(Seneca) Oil Springs Reservation
(Seneca) Oil Springs Reservation is situated on the boundary between Cattaraugus and Allegany counties near Cuba, NY. It was originally surveyed to comprise a mile square around the famous oil springs the Seneca used to cure illness. No Seneca live at Oil Springs at present, the entire area being leased to non-Indians. In 1990 the Federal Census showed the population as 2 !! However, in the 2000 Census the population had grown to 11.
The spring is located near the spillway end of Cuba Lake on the Oil Spring Indian Reservation. This is the site of the famed spring described by the Franciscan Missionary Joseph DeLa Roch D'Allion in 1627, the first recorded mention of oil on the North American Continent. In 1927, the New York State Oil Producers Association sponsored the dedication of a monument at the site describing the history of the oil industry in North America.
In recent years, Allegany County has discussed at Legislature Level a proposal to elevate the upkeep of the grounds, but, to date has spent “minimum funds” on the driveway & parking area for visitors.
(From 1806-1879 History of Allegany County, N.Y., F.W. Beers & Co) “With the celebrated Oil spring on Oil creek, two miles from the village of Cuba, most who read this are somewhat familiar. Its character is peculiar. “It is a curious fact,” says Turner in his History of the Holland Purchase, “and demonstrates how wide was the range of the French Jesuits and traders over the regions of western New York, that Joncaire knew of the existence of this spring and described it to Charlevoix in 1721. The mile square of land embracing it was one of the reservations of the Seneca Indians, in their treaty with Robert Morris.

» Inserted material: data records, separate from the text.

PR #2121, opened 2025-04-16
Supporting growing DBto full core on db load

### LINKED ISSUE #2089: Support injecting growToFullCore after DB load
There should be a way to grow to full core after database load for snapshots (and maybe restart runs)

Analysis often need to grow to full core for more detailed analysis. ARMI already has `growToFullCoreAfterLoad` setting but it doesn't do anything in the framework. this should do something, probably within database interface.

Putting this hook at the end of `dbi.loadState` would get both snapshots and restarts since `snashots.py` calls it directly, and restart calls `prepRestartRun` which calls in indirectly.

drewj-tp:

The setting `growToFullCoreAfterLoad` is used to expand the reactor to full core when loading from a database. This supports a workflow where someone needs to perform snapshot analysis on a database that studied a symmetric core, but their specific analyses require operations on the full core. For example, determining the worth a single control rod by moving it independently of all other control rods in the reactor.

Tests are added showing the behavior on `Database.load` but also the `OperatorSnapshots` gets a full core reactor if this setting is active at run time.

Closes #2089 

## SCR Information

Change Type: features

One-Sentence Description: The setting `growToFullCoreAfterLoad` is used to expand the reactor to full core when loading from a database.

One-line Impact on Requirements: Functionality added to I_ARMI_DB_TIME1 the implementation of R_ARMI_DB_TIME

---

## Checklist


john-science:
@drewj-tp If it helps:

> Okay so we don't sort imports that way. Cool

I just use `ruff check . --fix` to sort the imports.

armi/operators/operatorMPI.py
```diff
@@ -81,21 +81,19 @@ def operate(self):
                 )
                 raise
             finally:
-                if context.MPI_SIZE > 0:
+                # If there are other processes, tell them to stop
+                if context.MPI_SIZE > 1:
```
john-science, line 85: So ARMI will no longer work if you run in MPI mode with only one thread?

That'll affect people's testing downstream. That doesn't really feel like a change that is related to this PR. At the very least, we need to test this downstream to make sure no one is doing that kind of unit testing.

armi/operators/tests/test_operatorSnapshots.py
```diff
@@ -100,3 +102,48 @@ def test_getOperatorClassFromSettings(self):
...
+    """Test that a snapshot operator can do full core analysis with a 1/3 core DB."""
+
+    DB_PATH = Path("test_operator_snapshot_full_core_expansion.h5")
+
+    @classmethod
+    def setUpClass(cls):
+        o, cls.symmetricReactor = loadTestReactor(
+            inputFileName="smallestTestReactor/armiRunSmallest.yaml",
+        )
+        reduceTestReactorRings(cls.symmetricReactor, o.cs, maxNumRings=2)
```
john-science, line 117:
```suggestion
```

armi/operators/operatorMPI.py
drewj-tp: I came across this because something didn't work in my local testing on windows w/o mpi without this change. You're correct: it's not related to this PR so I will revert and try to reproduce the original problem

armi/operators/tests/test_operatorSnapshots.py
drewj-tp: Yes that is correct. I'll need to update my testing to use a non-single assembly reactor that is defined with 1/3 symmetry. The `smallestTestReactor/armiRunSmallest.yaml` has full symmetry which makes sense: it's just one assembly.

armi/operators/operatorMPI.py
drewj-tp: Found the problem. In the tests I'm adding, I call `operator.operate` with an `OperatorSnapshots` which inherits from `OperatorMPI`. When I run this w/o mpi4py locally (which is an optional dependency), I get the following error
```
  File "c:\Users\anjohnson\codes\nala\framework\armi\operators\tests\test_operatorSnapshots.py", line 144, in test_fullCoreFromThirdCore
    o.operate()
    ~~~~~~~~~^^
  File "c:\Users\anjohnson\codes\nala\framework\armi\operators\operatorMPI.py", line 88, in operate
    context.MPI_COMM.bcast(
    ^^^^^^^^^^^^^^^^^^^^^^
```

I'll see if I can get around this with instead calling `DatabaseInterface.loadState` which we do in `OperatorSnapshots.operate`. But it feels kind of unsatisfying to not be able to show that, from the highest level, `OperatorSnapshots.operate` can grow to full core based on this setting. We still have the breadcrumbs to show the behavior works, just feels (to me) unsatisfying.

This also implies that no one can do `OperatorSnapshots.operate` without `mpi4py` installed, regardless of if you want to run that in parallel or serial.

I think this change is still fine through. When you run w/ one MPI process, `context.MPI_SIZE` will be one. The logic under that conditional guard is required to shut down the other MPI workers. But, since `context.MPI_SIZE == 1`, we don't have any MPI workers.

armi/operators/tests/test_operatorSnapshots.py
drewj-tp: 57704a6deee254cf3decfa935fd9fa5979be38e6

armi/operators/tests/test_operatorSnapshots.py
```diff
@@ -100,3 +104,50 @@ def test_getOperatorClassFromSettings(self):
...
+
+class TestOperatorSnapshotFullCoreExpansion(unittest.TestCase):
+    """Test that a snapshot operator can do full core analysis with a 1/3 core DB."""
+
+    DB_PATH = Path("test_operator_snapshot_full_core_expansion.h5")
+
+    @classmethod
+    def setUpClass(cls):
+        o, cls.symmetricReactor = loadTestReactor(TEST_ROOT)
+        reduceTestReactorRings(cls.symmetricReactor, o.cs, maxNumRings=2)
```
john-science, line 117:
```suggestion
```

john-science (approved):

PR #2131, opened 2025-04-25
Update docstring for `Settings` class to reflect mutability

keckler:

The docstring for the `Settings` class had a note that was not technically true. This PR fixes the docstring but maintains the intent of the original in terms of discouraging users from changing settings mid-run.

## SCR Information

Change Type: docs

One-Sentence Description: Update the docstring for the `Settings` class to reflect their mutability

One-line Impact on Requirements: None

---

## Checklist

### DIFF
--- a/armi/settings/caseSettings.py
+++ b/armi/settings/caseSettings.py
@@ -61,7 +61,10 @@ class Settings:
 
     Notes
     -----
-    The actual settings in any instance of this class are immutable.
+    While it is possible to modify case settings during the course of a run, this
+    is highly discouraged because there will be no record of this happening in your
+    results or in the database produced from your run. There is no guarantee that
+    doing so will not cause unexpected problems with your calculation.
     """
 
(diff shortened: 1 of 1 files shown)


keckler:
Note, this is already acknowledged back in the original ticket on this topic: https://github.com/terrapower/armi/issues/371#issuecomment-1230710501

john-science (approved):
I was thinking of adding, "ARMI doesn't not guarantee correctness not will ARMI pretend to support parameters changed during a run ". 

Thoughts?

keckler:
> I was thinking of adding, "ARMI doesn't not guarantee correctness not will ARMI pretend to support parameters changed during a run ".
> 
> Thoughts?

I thought my wording kinda covered that already with "There is no guarantee that doing so will not cause unexpected problems with your calculation."

But go ahead and make a suggestion to the code if you want to add something, I am not necessarily against doing so.

PR #2137, opened 2025-05-15
Improving description of rateProdNet parameter

john-science:

The description for the `rateProdNet` parameter was insufficient, and people asked to improve it.

## SCR Information

Change Type: docs

One-Sentence Description: Improving descriptiion of rateProdNet parameter,

---

## Checklist

### DIFF
--- a/armi/physics/neutronics/parameters.py
+++ b/armi/physics/neutronics/parameters.py
@@ -389,7 +389,7 @@ def _getNeutronicsBlockParams():
         pb.defParam(
             "rateProdNet",
             units=f"1/{units.CM}^3/{units.SECONDS}",
-            description="Net production rate of neutrons",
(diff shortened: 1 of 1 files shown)


drewj-tp (approved):

keckler:
Thanks for the change. As a side note, this parameter, especially since we are now defining it as something very specific to DIF3D, does not belong in the framework. It would be good to move this internal, IMO.

john-science:
> Thanks for the change. As a side note, this parameter, especially since we are now defining it as something very specific to DIF3D, does not belong in the framework. It would be good to move this internal, IMO.

This parameter is currently used in the `GlobalFluxInterface` in ARMI.

So, THAT would have to be moved out of ARMI first.

PR #25, opened 2015-08-05
HMM: Sync transition probabilities back into graph's edges after training. Better visualization.

aaiyer:
* Important bug fix -- Sync transition probabilities back into graph's edges after training. If not we lose it when serializing the model.
 * Nicer visualization
 * State names must be unique

### DIFF
--- a/pomegranate/hmm.pyx
+++ b/pomegranate/hmm.pyx
@@ -2,11 +2,14 @@
 # Contact: Jacob Schreiber ( jmschreiber91@gmail.com )
 #          Adam Novak ( anovak1@ucsc.edu )
 
+from __future__ import print_function
+
 cimport cython
 from cython.view cimport array as cvarray
 from libc.math cimport log as clog, sqrt as csqrt, exp as cexp
 import math, random, itertools as it, sys, bisect, json
 import networkx
+import tempfile
 
 if sys.version_info[0] > 2:
 	# Set up for Python 3
@@ -29,6 +32,8 @@ cimport base
 from base cimport *
 
 from matplotlib import pyplot
+import matplotlib.image
+import pygraphviz
 
 # Define some useful constants
 DEF NEGINF = float("-inf")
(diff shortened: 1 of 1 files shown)


jmschrei:
Awesome, I'll take a look at this in more depth a little later. Can you show an example of what the visualizations look like now on some simple models?

aaiyer:
Here is a visualization of the model in test_hmm_training.py


figure_1

jmschrei:
That's so awesome. I'm a bit hesitant to add pygraphviz as a ~hard~ requirement. Can you add a small patch to check and see if the person has it, and if so, run as you've patched, and otherwise (when they try to draw) draw the graph as normal and raise a Warning (not an error) suggesting that they install them for more meaningful graphs? I think that will fix the Travis issue as well.

aaiyer:
Done :)

aaiyer:
Fixed the transition probabilities labels, graph looks even better:

figure_10

jmschrei:
I like how frozen states are blue. =)

Can you elaborate on the use of in_probability_transition_edge_index? Is this necessary, versus the current (albiet more complex) indexing for sparse matrices?

aaiyer:
in_probability_transition_edge_index is just used to sync the transition probabilities from in_transition_log_probabilities back to the edges in the graph. i could use the more complex way from bake(), but that would be a repetition of code. factoring out that block of code from bake() would make it even harder to read IMHO.

jmschrei:
I've reviewed your PR more thoroughly! It looks very helpful and so I'd like to merge it ASAP, but has a few issues.

* You correctly identify that I fail to update the hmm.graph model after training. This needs to be fixed
* The way you do it, you only update the in edge probabilities, not the out edge ones as well
* Your edge_index dictionary works when the GIL is not released, but in my other PR where the GIL is being released to support multi-threaded training, this will not be viable anymore
* There is a way to update the model using existing structures that do not require the GIL

My suggestion is that for now, you open another PR where you only add in the better plotting option. After we merge that, I can tag in and patch the hmm.graph attribute after training.

As for the readability of the sparse data structures, it's a bit unintuitive to those who don't already know about them, but it's a standard (and extremely efficient) way to represent a sparse matrix (through the use of three vectors), called CSR. 

My laptop has unfortunately died, and so my development of personal projects has slowed down recently. =/

aaiyer:
Will get the person who gave me the patch (Joe McIntyre) to open a PR for the visualization.

PR #27, opened 2015-08-06
Small mistake

one541:
Hi Jacob,

I accidentally introduced a simple dumb mistakes in my previous PR.

-Joe


jmschrei:
Whoops, I should've caught that. Thanks for the patch.

PR #29, opened 2015-09-12
[WIP] BayesianNetwork imputation

jmschrei:
This pull requests add an imputation method to BayesianNetworks, which allows them to take in a matrix of data with missing values, and impute the most likely value given the structure and emissions of the network.

- [x] Add imputation method
- [x] Add test case
- [x] Add an example of usage


jmschrei:
Merging.

PR #33, opened 2015-09-27
[MRG] ENH imports reduced

jmschrei:
I've significantly cleaned up the tops of the files, removing extraneous imports which had built up because I simply copied the headers when starting new files. No new functionality is proposed. I've also added relative imports instead of absolute imports for imports from within this package, to make the logic easier to understand.


jmschrei:
Checks passing. Merging.

PR #34, opened 2015-09-27
[WIP] unit test failureson python 3

jmschrei:


jmschrei:
So it looks like the error isn't 3.5, the error is that there is a random failing in the unit tests related to Conditional Probability Tables. I've made some progress narrowing down the issue, but don't know what the cause is. Lame.

jmschrei:
I rewrote Conditional Probability Tables to be safer, simpler to understand the code (and slightly faster for log probability calculations), and so now the first Bayesian network tests don't fail. However, the forward backward tests do fail because of an error with DiscreteDistributions. This only happens in Python 3, not Python2.7, however. I'm guessing one of the assistance functions isn't safe.

jmschrei:
I did not figure out explicitly what the error was, other than that it came from `JointProbabilityTable.marginal`. After refactoring it to have the new API that CPTs have, the code works (and is cleaner to understand.) Good riddance, random bugs on deterministic tests!

PR #37, opened 2015-10-12
ENH removed gil requiring time

jmschrei:
This passes the distributions as a void array so that we don't need to acquire the gil inside Baum-Welch to unpack them. It also removes acquiring the gil to modify the expected transitions matrix. This performs slightly better, increasing speed from ~x1.8 to ~x2.4 faster with 4 cores. There is more work to be done, but this is another good step in the right direction.


jmschrei:
merged

PR #38, opened 2015-10-13
[MRG] hmm sparse expected transition matrix

jmschrei:
More updates to make multithreading more efficient. Now the internal expected transitions matrix has been reduced down to a vector for sparse format. This reduces the amount of time spent with the gil acquired at the end of each round. Also, improvements have been made to `model.log_probability`, which seems to be the primary bottleneck.


jmschrei:
We get up to a 3x improvement with 4 cores. Still not the best, but I'm trying to track down where the bottleneck could be. The majority of the code has the gil released, so it has to either be in the few lines of non-thread-released code, or in using the thread pool, since I am sharing it between two tasks.

PR #61, opened 2016-01-09
ENH ipython notebooks

neonrights:
created ipython notebooks for each example and deleted python code for each example.


jmschrei:
Looks mostly good. I'll show you how to squash the commits into one on Tuesday.

PR #103, opened 2016-03-24
API Reference on Website

jmschrei:
Use recommonmark to add API references to the website.


jmschrei:
Looks like it's working. API References have been added for all models on the website.

jmschrei:
The navigation bar is set up as well. Looks like the website is a go.

PR #118, opened 2016-04-11
[ENH] EM speed enhance

jmschrei:
Utilizing caching of the log probability during EM calculations, this PR will improve the speed of both GMMs and HMMs by around 33% during training.


jmschrei:
Unfortunately it also causes segfaults in the Viterbi training, so...

jmschrei:
Finally passing. This was the worst.

PR #119, opened 2016-04-14
Adding distance change report to FactorGraph forward/backward algorithm

kellrott:
Adding some additional logging to the verbose option of the forward_backward algorithm. This includes reporting the iteration and the max distribution 'distance' change.


jmschrei:
Hey, thanks a lot for the contribution! What's the benefit of using euclidean distance for this measurement versus Kullback-Leibler divergence?

jmschrei:
Also, can we make the `if verbose` print statement a single one per line? something like

```
if verbose:
    print "Iteration {}: Euclidean Distance Change {}".format( iteration, distance )
```

Thanks!

PR #424, opened 2018-04-30
Add Makefile for convenience in development

jkleckner:
This Makefile will invoke build, install, test, and uninstall on
conda environments for python 2.7 and 3.6.

An nbtest target to use the "jupyter nbconvert --execute" functionality
to find any errors in example and tutorial notebooks.

A minor change to tutorials/Tutorial_3_Hidden_Markov_Models.ipynb
sets the kernelspec to be python2 similar to the other notebooks.

### DIFF
--- a/Makefile
+++ b/Makefile
@@ -1,0 +1,87 @@
+PACKAGE_NAME=pomegranate
+PY2_ENV=py2.7
+PY3_ENV=py3.6
+
+default:
+	echo no default
+
+.PHONY: install test bigclean nbtest nbclean
+.PHONY: bigbuild py2build py3build
+.PHONY: biginstall py2install py3install
+.PHONY: biguninstall py2uninstall py3uninstall
+.PHONY: bigtest py2test py3test
+.PHONY: bignbtest py2nbtest py3nbtest
+
+install:
+	python setup.py install
+
+test:
+	python setup.py test
+
+bigclean: nbclean
+	rm -rf build
+	rm -rf dist
+	rm -rf .eggs
+	rm -rf $(PACKAGE_NAME).egg-info
+	find . -name '*.pyc' -print | xargs rm
+	find . -name '*.so' -print | xargs rm
+ifndef NO_REMOVE_CFILES
+	find . -name '*.c' -print | xargs rm
+endif
+
+# Add python dependencies
+ifdef PY2_ENV
+bigbuild: py2build
+biginstall: py2install
+biguninstall: py2uninstall
+bigtest: py2test
+bignbtest: py2test
+endif
+
+ifdef PY3_ENV
+bigbuild: py3build
+biginstall: py3install
+biguninstall: py3uninstall
+bigtest: py3test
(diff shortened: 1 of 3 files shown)


jmschrei:
Awesome. Thanks for your continued contributions. What is your suggested usage of this?

jmschrei:
Can you make a quick update to docs/whats_new.rst, adding in a Tutorials section and a Makefile section, describing the changes briefly?

jkleckner:
I find that I have two conda environments, one for legacy 2.7 python and one for current stable 3.6 python.  This makes it quick to grab a new pomegranate release and build/test/replace-install for those two environments.  You can move around on branches and deploy that version into both (or just one) environments.

I noticed people finding errors in the examples and tutorials and it occurred to me that it should be possible to run those as part of the testing process.  So I adapted my personal Makefile to include an `nbtest` target to test those notebooks.  At that point, I thought it might be useful to you or others to perform a sanity check over those assets periodically.  If those notebooks stabilize, in principle the Travis build could include them in the release testing as well.

I can write something along these lines since you are receptive to including it (I didn't want to presume).

[Here is a gist](https://gist.github.com/jkleckner/bb116786eb692937cc015030a76eff5f) created with `make py27nbtest` that stops on first error for each notebook.  If you `--allow-errors`, then all of the cells will be evaluated and you can manually view the html renderings to see the error messages for failing code.

Eventually, it might be possible to upgrade the notebooks to work with either python 2 or python 3 at which point modifying the kernelspec would allow them to be evaluated both ways.

jkleckner:
@jmschrei Ok, I replaced the patch with on rebased to master so that the whats new information would be in the right place.

jkleckner:
Completely correct.  I use PyCharm for development in Python and IntelliJ for Scala (and couldn't live without).  There is nothing sacred about the environment names and, in retrospect, I suppose they could be just called "python2" and "python3" for the two major environments.  I only use this Makefile when fully cleaning/testing/reinstalling into the two environments, most often right after a git branch change.  Let me know if you want to change the names to blur the specific version choices.  It is pretty quick to completely re-create a conda environment since all the packages are cached.

Makefile
```diff
@@ -0,0 +1,87 @@
+PACKAGE_NAME=pomegranate
+PY27_ENV=py2.7 # The conda env set up for python 2.7
```
jkleckner: I forgot that you can't have inline comments with make.  In trying to comment this for others, I introduced a bad bug that causes the env to include a space.  I will replace this patch to get rid of the bad version.

jkleckner:
@jmschrei  Note that if you run `make nbtest` on master that it generates errors such as the following:
```
pomegranate/base.pyx in init pomegranate.base
ImportError: No module named distributions
```

jkleckner:
See #426 for fix to setup.py

jmschrei:
Thanks for the thorough description! Let's give it a whirl. I'm fine with explicit names as long as it's documented somewhere.

PR #428, opened 2018-05-01
Ipynb fixes

jkleckner:
Note that it may be a regression that the list of states/nodes can't be passed in.  If that is fixed, then those changes here aren't needed.


jkleckner:
A nice goal for the next release would be to achieve a clean `make nbtest`

jmschrei:
Yes it would. I've been meaning for a while to rewrite a lot of the tutorials to make them cleaner and focus on more recent features. This will be a good guide to help. Thanks for your contributions!

jkleckner:
My apologies for the churn in this patch set. I'm used to a rebase rather than merge style.  I will rebase this to master then stop fiddling...

jmschrei:
I'm not sure what's up with Travis, but it seems to be disconnecting a lot on one build in particular...

PR #439, opened 2018-05-24
Convert from random.random to numpy random_sample

jkleckner:
- Replaced the uses of random.random() with numpy.random.random_sample()
  so that numpy is consistently used throughout the implementation of
  pomegranate.
- One concern was raised about the speed enhancement of viterbi which
  depends on setting the random seed to a deterministic value.  Doing
  this could affect the quality of random number generation during
  non-testing use of pomegranate.  This was introduced in PR#118
- Note this discussion about the thread safety of numpy.  When joblib is
  used for parallelization and a seed has been set, then the jobs will
  not generate diversity from each other in their samples.
  - https://stackoverflow.com/a/31058798

### DIFF
--- a/pomegranate/distributions/ConditionalProbabilityTable.pyx
+++ b/pomegranate/distributions/ConditionalProbabilityTable.pyx
@@ -17,7 +17,6 @@ from ..utils import check_random_state
 import itertools as it
 import json
 import numpy
-import random
 import scipy
 
 from collections import OrderedDict
--- a/pomegranate/distributions/DiscreteDistribution.pyx
+++ b/pomegranate/distributions/DiscreteDistribution.pyx
@@ -8,7 +8,6 @@ import numpy
 import sys
 import itertools as it
 import json
-import random
 
 from libc.stdlib cimport calloc
 from libc.stdlib cimport free
--- a/pomegranate/distributions/GammaDistribution.pyx
+++ b/pomegranate/distributions/GammaDistribution.pyx
@@ -6,7 +6,6 @@
 
 import numpy
 import scipy
-import random
 
 
 from ..utils cimport _log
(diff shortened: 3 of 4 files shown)


jkleckner:
I will not be offended if you reject this patch set.

It just makes the use of random number generator consistent inside of the implementation of pomegranate.

I am a bit concerned about the setting of the seed to zero as a side-effect of Viterbi training:
- https://github.com/jmschrei/pomegranate/pull/439/files#diff-16503312cc32dfb87898df1d62fd1d8bR881
Won't that affect the randomness of all subsequent calls?

jmschrei:
I support converting everything over to numpy. The right thing to do is allow users to pass in their own seed, but that might be a bigger PR.

As for affecting randomness, yes it does. If I recall, the reason that I did that was because you'd get a different ordering of states when doing toplogical sort if you don't set the seed, which I found troublesome and potentially confusing for users. What are your thoughts?

jkleckner:
Can you think of a different way of ordering the states in a canonical way?

I do understand the tension between quality randomness and user confusion and I now understand why my states were coming out different every time I ran a fit so that my test output could not be compared.  I certainly wanted determinism.  Because I didn't use Viterbi it didn't become consistent.  

I was thinking that the JSON output might usefully be sorted instead of left to hash order for similar reasons of testing comparisons, but that is a different topic.

That [SO discussion](https://stackoverflow.com/a/31058798) talks about how the API of sklearn includes kwargs arguments for passing in the RandomState which is probably also desirable.

I would kind of lean towards not setting seeds in the library itself to prevent surprises caused by lack of diversity among jobs.

jkleckner:
See related discussion in #499

echo66:
If pomegranate uses stochastic processes inside functions to be distributed by joblib to different processes, I would strongly advise the PR to create, in advance, a list of integers and use each integer as a seed for each function execution. This will require a bigger PR.

jkleckner:
@echo66  I agree about `joblib` as mentioned in the first post in the thread.  This patch set was limited to just using one consistent source of entropy but it would be desirable to address to two competing goals of good entropy vs repeatability during testing.  Ideas?

PR #441, opened 2018-05-24
Add to_yaml convenience functions

jkleckner:
YAML is a superset of JSON that is 4 to 5 times more compact which makes
it easier to inspect visually.  To use it you have to make sure the yaml
package is installed.

### DIFF
--- a/docs/whats_new.rst
+++ b/docs/whats_new.rst
@@ -164,6 +164,8 @@ Base
 	
 	- Parameters `column_idx` and `d` have been added to the `_summarize` method that all models expose. This is only useful for univariate distributions and models that fit univariate distributions and can be ignored by other models. The `column_idx` parameter specifies which column in a data matrix the distribution should be fit to, essentially serving as an offset. `d` refers to the number of dimensions that the data matrix has. This means that a univariate distribution will fit to all samples `i` such that `i*d + column_idx` in a pointer array. Multivariate distributions and models using those can ignore this.
 
+	- A convenience function `to_yaml` was added to `State` and `Model` classes.  `YAML` is a superset of `JSON` that can be 4 to 5 times more compact.  You need the `yaml` package installed to use it.
+
 
 Distributions
 -------------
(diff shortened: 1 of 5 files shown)


jmschrei:
Thanks for the functions! This seems like a good thing to have. Is it possible to add a test for each model? You can probably copy the `to_json` and `from_json` unit tests for each model but use `to_yaml` and `from_yaml` instead.

jkleckner:
I intentionally didn't create a `from_yaml` because I wasn't sure that it would be as reliable as `from_json`.

Json serialization/deserialization is heavily relied on and I almost don't want to encourage people to use yaml for anything other than human readability.  I may be too cautious, though, since yaml is also widely used.

jmschrei:
How difficult would it be to add in a from_yaml method? One benefit of including many deserialization techniques is that it makes pomegranate integrate more with other packages or programs that may use that serialization/deserialization scheme

jkleckner:
The lazy way I layered it on top of `to_json` means that the same trivial thing could be done for `from_json`.  Specifically just read the `YAML`, convert to `JSON`, then call `from_json`.

I suppose tests could be done that way leveraging the existing `JSON` data as a reference.

jmschrei:
I think it would be helpful to have a `from_yaml` format as well and to include a test. I can also imagine a situation in which someone writes out a model, uses the yaml format due to its readability, tweaks it manually, and would like to read it back in.

jkleckner:
That failure was an example of the whitespace conflict resolved in #445 ...
Once rebased that should be a lot better...

jkleckner:
I force-pushed a branch that should have resolved the conflict on whitespace.  I don't understand why github is still showing a conflict.

jkleckner:
I resolved the wrong line - now testing.

jmschrei:
Looks good! I'm fine with the pyyaml requirement, it seems easy enough to install.

jmschrei:
Looks like this killed the autodocs. We needed to add `pyyaml` to the `dev-requirements.txt` file as well.

PR #442, opened 2018-05-24
Add hmm sample_state function

jkleckner:
This will sample a HiddenMarkovModel given a state vector
such as returned by predict_proba

### DIFF
--- a/pomegranate/hmm.pyx
+++ b/pomegranate/hmm.pyx
@@ -1298,6 +1298,119 @@ cdef class HiddenMarkovModel(GraphModel):
 
         return numpy.array(emissions)
 
+    def sample_state(self, state_probs, length=1):
+        """Generate samples from a model in a given emission state
+
+        Returns a list of feature vectors.
+        The model must have been baked first in order to run this method.
+
+        Parameters
+        ----------
+        state_probs : array-like, shape (n_states)
+            The normalized probabilities of being in each state such as those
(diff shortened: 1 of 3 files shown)


pomegranate/hmm.pyx
```diff
@@ -1279,6 +1279,119 @@ cdef class HiddenMarkovModel(GraphModel):
...
+        """Generate samples from a model in a given emission state
+
+        Returns a list of feature vectors.
+        The model must have been baked first in order to run this method.
+
+        Parameters
+        ----------
+        state_probs : array-like, shape (n_states)
+            The normalized probabilities of being in each state such as those
+            returned from predict_proba
```
jkleckner: @jmschrei  Note that predict_proba returns a subset of states (the visible ones).  Do you think a `sample_state` should do that as well?

jmschrei:
Oh, good idea. Do you think this should be part of `sample` where you can pass in, optionally, a list of states? Looking at the API, I should actually make this the `path` input, and change what `path` does currently to `return_path`

jkleckner:
@jmschrei Interesting idea to overload path.  But for some reason, it doesn't feel quite right to me.  One aspect of `sample_state` is that it can return numerous samples without advancing the state while `sample` advances the model through states, so they seem like different semantics.

I still wonder whether the semantics of `sample_state` should allow specifying a hidden state for the sampling...

PR #443, opened 2018-05-24
Change init in bayes and gmm to use sum(weights)

jkleckner:
In bayes.pyx and gmm.pyx, use sum(weights) instead of weights.sum() in
__init__() to permit lists to be passed in.


jmschrei:
Sounds good to me. Are there other such instances where this could be updated?

jkleckner:
I did a "git grep" and all of the other uses were properly using np.array for the `sum()`

jmschrei:
Great! Thanks for the contribution.

PR #445, opened 2018-05-24
Remove whitespace at end of line

jkleckner:
This is a non-semantic patch set that does not change tabs but cleans
out whitespace from the end of lines.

The Indians regarded it of great value; attributed important medicinal qualities to the oil; in early years, after settlement commenced, it was a place with them of frequent resort. They used to spread their blankets upon the water and wring them, collecting their blankets upon the water and wring them, collecting the oil in their brass kettles. Soon after the settlement of the country the oil was collected and sold, and has been in use more or less for nearly fifty years, though it is not certain that it possesses much virtue. The waters of the spring are pure and cold, not tainted with oil. When the oil is skimmed off it will accumulate again on the surface in an hour. It has a strong bituminous smell; in appearance it is not unlike the British Oil”.
Ontario Repository, Canandaigua, Sept. 17, 1822
Angelica, (Allegany co.) August 31
On the 22d of this month I visited the Oil Spring, in company with Wm. Mitchell, Esqr., of Middlebury, and Dr. Champlin of Cuba.
We not being in possession of means for analyzing the water, had to content ourselves with barely a superficial examination of its presence.
This spring, or pond, (for there is no outlet,) is situated about two miles from the turnpike road, on one side is a high hill, which appears to be the western extremity of a range of hills which run near to and parallel with Black Creek, in the bowels of which the inhabitants suppose there is a coal mine.
This spring is about 42 feet in circumference, and has a circular form. Its depth is not yet ascertained, although poles have been sunk in 30 or 40 feet.
The vapor that arises from the spring is supposed to be highly impregnated with carbonic acid gas. When it is inspired for any length of time, it impedes respiration. The water has a greenish cast; its smell resembles British oil. The oil, when first collected, is likewise green. When it is spread thinly, it turns white; and by being exposed to the action of the air and sun, quickly turns black. It will burn equal to lamp oil, and is said to be very beneficial on rheumatic complaints, sprains and fresh wounds.
The soil about it is alluvial; its products are the fir tree, hemlock, some pine, symplocarpus foetidus, or skunk cabbage, together with all the different plants which usually grow on this kind of soil.
The Indians have reserved one mile in diameter, in the middle of which stands this spring.
We regret that the respectable Medical Society of Allegany have not, before this time, adapted measures for the analyzing of this oil, these waters, and this gas. They know not what benefit they might derive from knowledge of the properties of this treasure of their county, and never will know, till such measures are adopted. J.G.H.